# DATASET RECORDS:
PR #7455, opened 2025-07-28
multicore-sys-monitor@ccadeptic23: Update .po files

mikehaertl:
Result from `./cinnamon-spices-makepot multicore-sys-monitor@ccadeptic23`.

I think this should be run from time to time to remove unused translations, right?


rcalixte:
> I think this should be run from time to time to remove unused translations, right?

The goal is that it will be automated in the future.

PR #7475, opened 2025-08-04
multicore-sys-monitor@ccadeptic23: optimize the bash script get-cpu-data3.sh

LeosBitto:
The script get-cpu-data3.sh was starting many awk processes, which made it slow and unnecessarily increased the CPU load.


claudiux (approved):

claudiux:
@LeosBitto Many thanks to you!

PR #7482, opened 2025-08-05
multicore-sys-monitor@ccadeptic23: optimize the bash script get-cpu-data3.sh even more

LeosBitto:
After removig many calls to awk I have removed calls to all other external commands as well, so now this script should be as fast as possible (in bash).


claudiux:
Thank you very much @LeosBitto! I'll test it soon.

# INSTRUCTIONS FOR THE TASK:
Transcribe all of the entries without altering anything.

# WRITTEN SOLUTION:
PR #7455, opened 2025-07-28
multicore-sys-monitor@ccadeptic23: Update .po files

mikehaertl:
Result from `./cinnamon-spices-makepot multicore-sys-monitor@ccadeptic23`.

I think this should be run from time to time to remove unused translations, right?


rcalixte:
> I think this should be run from time to time to remove unused translations, right?

The goal is that it will be automated in the future.

PR #7475, opened 2025-08-04
multicore-sys-monitor@ccadeptic23: optimize the bash script get-cpu-data3.sh

LeosBitto:
The script get-cpu-data3.sh was starting many awk processes, which made it slow and unnecessarily increased the CPU load.


claudiux (approved):

claudiux:
@LeosBitto Many thanks to you!

PR #7482, opened 2025-08-05
multicore-sys-monitor@ccadeptic23: optimize the bash script get-cpu-data3.sh even more

LeosBitto:
After removig many calls to awk I have removed calls to all other external commands as well, so now this script should be as fast as possible (in bash).


claudiux:
Thank you very much @LeosBitto! I'll test it soon.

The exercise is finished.